The great American Poet and Literary Goddess of the Prairie, Willa Cather, once said:  “I was raised by a tooth-less bearded hag…I was schooled with a black strap across my back…but it’s alright now, in fact it’s a gas.”  Hold on, I don’t think that was Willa Cather.  No, after rechecking my sources, I find that Cather wanna-be named Mick Jagger was the author of that famous American line.

Here it is, Willa Cather actually said: “Of all the bewildering things about a new country, the absence of human landmarks is one of the most depressing and disheartening.”

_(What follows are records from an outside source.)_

PR #644, opened 2022-01-26
Use v1beta1 types on Azure

fiunchinho:
This PR updates the CAPI manifest used to template Azure clusters from v1alpha4 to v1beta1, which is the latest CAPI version.

[We pass the `allocate-node-cidrs` to controller-manager](https://github.com/giantswarm/kyverno-policies/pull/98) , and that requires to set the pod cidrs on the `Cluster` CR. This PR also adds a default for that.

### DIFF
--- a/cmd/template/cluster/provider/templates/azure/azure_machine_template.yaml.tmpl
+++ b/cmd/template/cluster/provider/templates/azure/azure_machine_template.yaml.tmpl
@@ -1,4 +1,4 @@
-apiVersion: infrastructure.cluster.x-k8s.io/v1alpha4
+apiVersion: infrastructure.cluster.x-k8s.io/v1beta1
 kind: AzureMachineTemplate
 metadata:
   labels:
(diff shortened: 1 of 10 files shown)


whites11 (approved):

cmd/template/cluster/provider/templates/azure/azure_machine_template.yaml.tmpl
```diff
@@ -11,6 +11,11 @@ metadata:
   namespace: {{ .Namespace }}
 spec:
   template:
+    metadata:
+      labels:
+        "release.giantswarm.io/version": "{{ .Version }}"
+        "giantswarm.io/organization": "{{ .Organization }}"
+        "cluster.x-k8s.io/watch-filter": "capi"
```
fiunchinho, line 18: This is required or the `AzureMachine` created won't be reconciled by our capi controllers using the watch filter label.

anvddriesch (approved):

I’m beginning to understand her meaning.

We’re getting deep into the very edge of the center of the Great American Prairie.  With each day that passes, as I watch this world go by from the driver’s window of our Ford Escape, I sense that I am delving deeper and deeper into the shallow soil that covers these vast ranchlands.  Yes, I am becoming part of the very geography itself.  My left arm is getting brown.  My gray hair is dry and wind-tossed into a teasingly innocent thatch of salt.  Just enough of my well-tanned neck is seductively visible beneath my tussled hair and my Wrangler shirt collar.  Yes, I gain insight every second I exist in this amazing place.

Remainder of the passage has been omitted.